Please give the number of lines in the records below that include "self", with no other output.

START SUPPLIED DATA

PR #291, opened 2020-10-26
Remove old references

EricMichaelSmith:
Remove references to an old ParlAI MTurk task that will be removed as of https://github.com/facebookresearch/ParlAI/pull/3225


JackUrb (approved):
Great flag - though these three files should actually be just removed entirely! They're pretty old documentation that no longer applies.

EricMichaelSmith:
> Great flag - though these three files should actually be just removed entirely! They're pretty old documentation that no longer applies.

Okay cool, I remember that these are analogous to other ones that you mentioned could be removed. I've removed these 3 READMEs and am requesting re-review (just in case)

PR #296, opened 2020-10-29
AbstractTestSupervisor

EricMichaelSmith:
Abstract away the core functionality of the TestSupervisor so that it can be used for ParlAI end-to-end tests of Blueprints' inputs and outputs; move the abstract base class to `mephisto/data_model/test/utils.py`


JackUrb (commented):
I'm unsure making this abstraction is necessary - more in-depth comment on the ParlAI PR

PR #295, opened 2020-10-29
Refactor a lot of paths to re-organize structure

JackUrb:
As noted in #285, updating the paths. The goal here is to better follow the overall architecture design document. Most extra lines come from newly committed lock files. We're moving to this format so that the system as a whole is more understandable as we look to finalize components of the design. Nothing has been deleted in this PR, just moved, so all existing code should still work. If you're running on this tag though and see warnings, that means you'll need to make some changes before updating to v0.3.

# How to switch over?
If you're reading this, it's likely because you're about to do a bunch of find replaces in order to ensure that your code is now up to the new structure. Following this list of find-replaces will likely help. Here's a list of the changes, in order of likely relevance:
- `mephisto.core.local_database` is now `mephisto.abstractions.databases.local_database`
- `mephisto.core.data_browser` is now `mephisto.tools.data_browser`
- the rest of `mephisto.core.` is now at `mephisto.operations.`
- `mephisto.utils.scripts` is now `mephisto.tools.scripts`
- `mephisto.data_model.database` is now `mephisto.abstractions.database`
- `mephisto.server.blueprints.` is now `mephisto.abstractions.blueprints.`
- `mephisto.server.architects.` is now `mephisto.abstractions.architects.`
- `mephisto.providers.` is now `mephisto.abstractions.providers.`
- `mephisto.data_model.assignment.Unit` has been broken out into `mephisto.data_model.unit`
- `mephisto.data_model.task.TaskRun` has been broken out into `mephisto.data_model.task_run`
- `mephisto.data_model.assignment_state` is now `mephisto.data_model.constants.assignment_state`
- `mephisto.server.channels.channel` is now `mephisto.abstractions.channel`
- `mephisto.server.channels.websocket_channel` is now `mephisto.abstractions.architects.channels.websocket_channel`
- `mephisto.data_model.architect` is now `mephisto.abstractions.architect`
- `mephisto.data_model.crowd_provider` is now `mephisto.abstractions.crowd_provider`
- `mephisto.data_model.blueprint` is now `mephisto.abstractions.blueprint`

### TODO
- [x] move the files
- [x] run the tests before updating callsites
- [x] run the tests after updating callsites
- [x] document how to transition
- [x] rebase on master

PR #297, opened 2020-10-29
Mass delete redirection files

JackUrb:
Following creating the new paths in #295 and having them redirect, this PR removes the old locations, leaving the clean new Mephisto structure underneath. It also updates a few inline locations that were still using the wrong import location for `Unit`.

All tests still pass, and this should be good to go for `v0.3.0`.

TODO
- [x] remove the files
- [x] Run the tests, assert still passing
- [x] Merge master
- [x] READMEs in the new dirs (handled in #316)


pringshia (approved):
Didn't look through all the files but if tests pass 👍

PR #302, opened 2020-11-02
Tweak adding the world module to the path

EricMichaelSmith:
It appears that, if the worlds module is at `/dummy/path/here/demo_worlds.py`, the code will append `/dummy/path/here/demo_worlds` to the Python path. This PR changes this code to instead add `/dummy/path/here`, which will allow `demo_worlds.py` to be detected by the interpreter


JackUrb (approved):
LGTM. This was always a little hacky, so I'm not surprised it needed a touch-up. Thanks for the fix!

PR #309, opened 2020-11-06
Small ParlAI blueprint improvements

JackUrb:
Adds two improvements to the `ParlAIChatBlueprint`:

1. For builds using the simple directory build process (relying on `bootstrap-chat`), these directories can now contain a `src/` directory that `main.js` refers to for subcomponents.
2. Now that `shared_state` is standard, we can pass the actual world module from the run script in this to the blueprint rather than needing to pass the path, which makes this code compatible with compiled/bundled/packaged python scripts like we use internally.

These are used in the `TurnAnnotationsBlueprint` being created for ParlAI.


EricMichaelSmith (approved):
Cool, seems reasonable!

pringshia:
Looks good! So will `main.js` have to access via `"./components/Custom"` ? I see a `src/components` folder in the diff. Should any documentation be added/updated as part of this PR?

pringshia (approved):

PR #1517, opened 2025-01-07
[float8nocompile] support option to not precompute fp8 tensor for backward

danielvegamyhre:
**Summary**
Below are the differences in what we compute during fp8 conversion in the forward/backward pass, depending on if `no_precompute_for_backward` is enabled or not.

AC enabled:
- Compute `input_fp8_row_major` in the forward pass and compute `input_fp8_col_major` in the backward pass (i.e., don't precompute anything for backward)

AC not enabled:
- Compute `input_fp8_row_major` and `input_fp8_col_major` in the forward pass, saving the `input_fp8_col_major` for backward.

**Performance**
Benchmarks with torchtitan training Llama3 8b on 8 H100s with 4096 seq len, using full AC and selective per layer AC are below. Comparing with production float8 + compiling linear layers, this prototype roughly matched tokens/second while peak memory usage is less than or equal.

Screenshot 2025-01-14 at 4 11 49 PM


danielvegamyhre:
* (to be filled)

vkuzo:
nice! two questions:
1. is it possible to detect if the user is using AC instead of hardcoding it?  cc @soulitzer if this API already exists or if it's doable to add it in the future
2. do the kernels used in this PR match what torch.compile is doing, holding AC setting constant?

danielvegamyhre:
> 1. is it possible to detect if the user is using AC instead of hardcoding it?  cc @soulitzer if this API already exists or if it's doable to add it in the future

I talked with Jeffrey about this last week and my understanding is right now there is no API to detect if AC is enabled or not, though he said it could be a reasonable feature request.

>do the kernels used in this PR match what torch.compile is doing, holding AC setting constant?

I'm not sure how torch.compile handles AC enablement, i'll double check

danielvegamyhre:
Performance benchmarking with torchtitan shows this type of AC actually degrades performance of the Float8NoCompileLinear layer. 

I will include the explanation of this and gap analysis in a doc summarizing the project and results.

@vkuzo are we good to merge this, or should we close given the above?

torchao/prototype/float8nocompile/float8nocompile_linear.py
```diff
@@ -36,47 +38,57 @@ def __init__(self, *args, **kwargs):
...
-        # TODO(danielvegamyhre): support for FSDP once dependencies are implemented
-        output = matmul_with_args_in_hp.apply(
-            input,
-            self.weight,
-            self.config,
-            self.linear_mm_config,
-            self.kernel_algo,
-        )
+        if self.use_activation_checkpointing:
+            output = checkpoint(
```
soulitzer, line 74: The issue here is that you don't really want to be wrapping a single operator with activation checkpoint.

Detecting whether you're currently in AC and doing the right thing based on that is probably still what you want.

danielvegamyhre: I've updated the implementation to:

1) Not use torch.util.checkpoint.checkpoint
2) Rename the feature `no_precompute_for_backward` to avoid confusion with torch native AC

I've also updated the PR description to include performance benchmarking of this setting compared to others.

danielvegamyhre:
@vkuzo I updated the PR description with final benchmarks utilizing this `no_precompute_for_backward_feature` showing for Full AC and Selective Per Layer AC, the tokens/sec is equivalent and peak memory usage is lower than prod float8+compiling linear layers: https://github.com/pytorch/ao/pull/1517 

I think since this is an improvement over the baseline of prod float8+compile linear layers, this should be good to merge. However, I am still unclear on why both approaches have equal or greater memory usage than bfloat16 eager mode.

torchao/prototype/float8nocompile/float8nocompile_linear.py
```diff
@@ -111,7 +113,40 @@ def from_float(
...
+    def forward(
+        ctx,
+        input_hp: torch.Tensor,
+        weight_hp: torch.Tensor,
+        config: Float8LinearConfig,
+        linear_mm_config: LinearMMConfig,
+        kernel_algo: KernelAlgorithm,
+        no_precompute_for_backward: bool,
+    ):
+        if no_precompute_for_backward:
```
vkuzo, line 125: nit: just have two top-level functions instead?  People usually expect `torch.autograd.Function` to have a single forward and backward.

torchao/prototype/float8nocompile/float8nocompile_linear_utils.py
```diff
@@ -45,10 +46,30 @@ def convert_to_float8_nocompile_training(
...
+        no_precompute_for_backward=no_precompute_for_backward,
     )
     return swap_linear_layers(
         module,
         from_float,
         module_filter_fn=module_filter_fn,
     )
+
+
+def no_precompute_for_backward_every_nth_layer(model: nn.Module, n: int):
```
vkuzo, line 61: I don't think I would land this here, I'd instead just ask the user to implement this on their own.  This is more of a training loop / AC design kind of thing.

vkuzo (approved):

torchao/prototype/float8nocompile/float8nocompile_linear_utils.py
danielvegamyhre: I see, yeah I orginally had this in torchtitan training code but felt like this might be a better home for it. I can remove it from this PR.

torchao/prototype/float8nocompile/float8nocompile_linear.py
danielvegamyhre: Done

PR #1518, opened 2025-01-07
Lint torchao folder

jainapurva:
Lint all folders in torchao, with an exception for experimental. Added experimental to exclude list.


ruff.toml
```diff
@@ -3,20 +3,13 @@
 # To add a new path: Simply add it to the 'include' list.
 # Example: To lint all files in every subfolder of 'test', add "test/**/*"
 include = [
-    "torchao/float8/**/*.py",
```
drisspg, line 6: remove the include list

jainapurva: Did that in another PR #1521  . A couple more folders were to be linted before removing include

jainapurva: Had to divide the changes in multiple PRs to avoid extremely long PR

PR #1531, opened 2025-01-09
Skip calling unwrap_tensor_subclass for torch 2.7+

jerryzh168:
Summary:
att

Test Plan:
python test/integration/test_integration.py -k TestExport

AOTI test also works, but there is some AOT compile issues, reproducible by python test/integration/test_integration.py -k TestAOTI.test_aoti_06, error: https://gist.github.com/jerryzh168/824840130f30ae11bfc1506a7500b931

Reviewers:

Subscribers:

Tasks:

Tags:


drisspg (approved):
Awesome!

PR #1539, opened 2025-01-10
Add support for eager mode performance

jerryzh168:
Summary:

Added "compile" filed to "extra_info" that allows us to record eager mode performance as well

context is eager, eager + compile, eager + compile + autoquant can all have performance improvements/changes over time, so we want to track:

(1) eager perf on some previous date (configurable by user) (2) current eager perf
(3) current compile perf
(4) current autoqunat + compile perf

Test Plan:
tested locally:
https://gist.github.com/jerryzh168/2a15322b0c8f40f35e52956837c67fec

Reviewers:

Subscribers:

Tasks:

Tags:

### DIFF
--- a/examples/sam2_amg_server/server.py
+++ b/examples/sam2_amg_server/server.py
@@ -508,7 +508,7 @@ def main(
 
     # since autoquant is replicating what furious mode is doing, don't use these two together
     if autoquant_type is not None:
-        assert not furious, "use autoquant can't be used together with furious"
+        assert not furious, "autoquant can't be used together with furious"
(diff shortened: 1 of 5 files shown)


examples/sam2_amg_server/server.py
```diff
@@ -569,9 +569,22 @@ def main(
 
         if output_json_path:
             headers = ["name", "dtype", "device", "arch", "metric", "actual", "target"]
+            headers = [
```
huydhn, line 572: This look like a typo as `headers` is redefined

huydhn:
Let me start the dashboard speedup part now this is landed

PR #1543, opened 2025-01-10
SAM2: Rerun batch size 1 experiments on latest nightly

cpuhrsch:
Updated results and track version of torch and torchvision


examples/sam2_amg_server/compile_export_utils.py
```diff
@@ -332,9 +332,6 @@ def load_exported_model(
 def set_fast(
     mask_generator, task_type, loaded_exported_model=False, allow_recompiles=True
 ):
-    if task_type == "":
```
jerryzh168, line 335: this is for autoquant benchmark, or should we start with exported model for autoquant as well?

END SUPPLIED DATA

SOLVED PROBLEM | 6